*** Begin section ***

PR #3900, opened 2026-08-31
[DT-3996] Record the SameSite=Lax decision and make it a single source of truth

rushtong:
## Addresses
[DT-3996](https://broadworkbench.atlassian.net/browse/DT-3996)

**Security risk: no** — this PR documents and tests the existing session-cookie behavior. No production behavior is intentionally changed.

## Summary

Documents why the DUOS session cookie uses `SameSite=Lax` instead of `Strict` and adds regression coverage for that decision.

- Adds ADR-012 and an Infosec-focused explanation of the session-cookie threat model.
- Explains that `SameSite=Strict` would prevent the session cookie from being sent on Azure B2C's cross-site redirect to `/auth/callback`, causing sign-in to fail.
- Records the remaining limitations of `Lax`, including sibling `*.broadinstitute.org` subdomains, and the controls that address them:
  - session-bound CSRF tokens for unsafe routes;
  - PKCE state binding for the OAuth flow;
  - Fetch Metadata protections for state-changing GET requests.
- Centralizes the production session configuration in `sessionOptions.ts` and reuses it in all session-related test harnesses, preventing configuration drift.
- Adds integration tests demonstrating that:
  - `Lax` preserves the session through the B2C callback;
  - `Strict` withholds the cookie and causes the callback to fail.

The decision assumes the authorization response continues to use `response_mode=query`. A future change to `form_post` must revisit the cookie configuration because `Lax` cookies are not sent on cross-site POST callbacks.

[DT-3996]: https://broadworkbench.atlassian.net/browse/DT-3996?atlOrigin=eyJpIjoiNWRkNTljNzYxNjVmNDY3MDlhMDU5Y2ZhYzA5YTRkZjUiLCJwIjoiZ2l0aHViLWNvbS1KU1cifQ


rushtong:
Review feedback addressed in 32a4045d. All three blocking points were correct; I verified each against the source before acting.

**1. `response_mode` is now an enforced invariant.** You were right that a bare "not `form_post`" assertion would still leave the test simulating a GET, so I went further than the minimal fix: `login.ts` passes `response_mode: 'query'` explicitly (the code-flow default, so behavior-preserving), and the test's browser model now derives the return trip's method from the value production actually chose. It models both axes — the mode decides GET or POST, `SameSite` then decides whether the cookie rides along, since a cross-site POST withholds a `Lax` cookie exactly as `Strict` does. `login.test.ts` pins the value independently.

Proven both ways: with the direct assertion temporarily removed, `form_post` still fails the Lax test at the browser model (`expected undefined to be 'sessionId=…'`), so the derived method is a real guard rather than decoration.

I also took the point about the "executable" claim. The ADR now states plainly that a **B2C-side** policy change is invisible to this repository and its CI, and can only be caught by a human reading the ADR.

**2. The split-cookie alternative is corrected.** "Buys nothing against the live threat" was wrong and contradicted ADR-009 in the same directory. The ADR now separates what the design *would* achieve — it narrows the ADR-009 GET residual, on **every** browser including those sending no Fetch Metadata headers — from why it is still rejected: it leaves the higher-priority sibling-subdomain threat untouched, and the GET residual belongs upstream in DT-3945. A revisit trigger is recorded: if DT-3945 stalls and pre-Fetch-Metadata browsers still matter.

**3. CSRF coverage is qualified.** Now "every *cookie-authenticated* unsafe route", naming both exemptions and why they are safe. I verified the reasoning myself rather than restating it: both paths are in `UNAUTHENTICATED_PATHS`, so no `Authorization` is injected; `rewriteRequestHeaders` strips the caller's own `cookie` and `authorization`; the exemption is keyed on method *and* path; and drift fails closed with `MissingCSRFSecretError`. ECM, TDR and Bard exempt nothing.

**Non-blocking cookie name — fixed rather than deferred.** You were right that the constant was decorative. Since this PR exists to end exactly that kind of fake centralization, leaving it half-wired would have undercut the change. `cookieName: SESSION_COOKIE_NAME` now goes to the plugin, and all five production `clearCookie` sites import it. Test files keep their literals deliberately: they assert the observable wire name, so a rename has to be asserted rather than assumed to be self-consistent.

**Also consolidated** on the repo owner's request: the separate infosec note is folded into ADR-012, which now opens with a self-contained "The infosec question, answered" section for that audience.

**Verification:** 385 tests pass, typecheck and lint clean. Mutations still fail as required — `form_post` fails 2 tests, `sameSite: 'strict'` fails 5, `rolling: true` fails 3 (with the `ERR_HTTP_HEADERS_SENT` flood the config comment predicts).

rushtong:
Copilot review addressed in 83af4946 — one accepted in full, one accepted in part.

**1. `SameSite=None` without `Secure` — valid, fixed by narrowing the type.** Correct catch. `secure` defaults to production-only, so `sameSiteOverride: 'none'` would have built a cookie no browser accepts, and because `app.inject()` has no cookie jar, no test would have failed. Worth adding that `'none'` was also unreachable: nothing passed it, and its branch in the browser model was dead code.

Rather than guard the pairing, I made it unrepresentable — the override is now typed `'strict'` only, and the dead branch is gone. That is the same reasoning that excluded `'lax'` from the type in the first place: an option that must never be combined a certain way is better removed than policed. If `None` is ever genuinely needed, it should arrive together with a `secure` guard.

**2. Duplicated cookie lookup — accepted; importing the constant — declined, with reasons.**

The duplication was real, and worse than it looked: `cookieAfterB2cRedirect` used `find` where `sessionCookieHeader` uses last-wins plus a cleared-cookie check. Since the callback can emit two `sessionId` headers after session rotation (story 5-C), the browser model had subtly wrong semantics. Both now share one `sessionCookie()` finder, so the model inherits the careful version.

I did not switch it to `SESSION_COOKIE_NAME`, and I want to be explicit that this is a decision rather than an oversight — it is now documented at the finder. Tests here pin the *observable wire name*. ADR-012 § Alternatives actively contemplates renaming this cookie to `__Host-sessionId` as later hardening; if the suite imported the constant, that rename would stay green everywhere and the suite would assert nothing about the name a browser actually sees. Pinning the literal forces a rename to be an asserted, deliberate change. The single-source-of-truth goal applies to production code, which does now import the constant at all five `clearCookie` sites and passes it to the plugin as `cookieName`.

Happy to revisit if you would rather have the constant imported and a separate explicit assertion on the literal name — that is the other coherent shape, and it costs one more test.

**Verification:** 385 tests pass, typecheck and lint clean. Because these changes touched the guard helpers themselves, I re-ran all three mutations rather than assuming they still bite: `response_mode: 'form_post'` fails 2 tests, `sameSite: 'strict'` fails 5, `rolling: true` fails 3.

fboulnois (approved):
👍

otchet-broad (approved):
👍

*** End section ***

> **TASK STATEMENT**:
Within the listing above, give again exactly every line from the line with "- Records the" through the line with "Review feedback addressed", both included, and no other line.

> **PROBLEM SOLUTION**:
- Records the remaining limitations of `Lax`, including sibling `*.broadinstitute.org` subdomains, and the controls that address them:
  - session-bound CSRF tokens for unsafe routes;
  - PKCE state binding for the OAuth flow;
  - Fetch Metadata protections for state-changing GET requests.
- Centralizes the production session configuration in `sessionOptions.ts` and reuses it in all session-related test harnesses, preventing configuration drift.
- Adds integration tests demonstrating that:
  - `Lax` preserves the session through the B2C callback;
  - `Strict` withholds the cookie and causes the callback to fail.

The decision assumes the authorization response continues to use `response_mode=query`. A future change to `form_post` must revisit the cookie configuration because `Lax` cookies are not sent on cross-site POST callbacks.

[DT-3996]: https://broadworkbench.atlassian.net/browse/DT-3996?atlOrigin=eyJpIjoiNWRkNTljNzYxNjVmNDY3MDlhMDU5Y2ZhYzA5YTRkZjUiLCJwIjoiZ2l0aHViLWNvbS1KU1cifQ


rushtong:
Review feedback addressed in 32a4045d. All three blocking points were correct; I verified each against the source before acting.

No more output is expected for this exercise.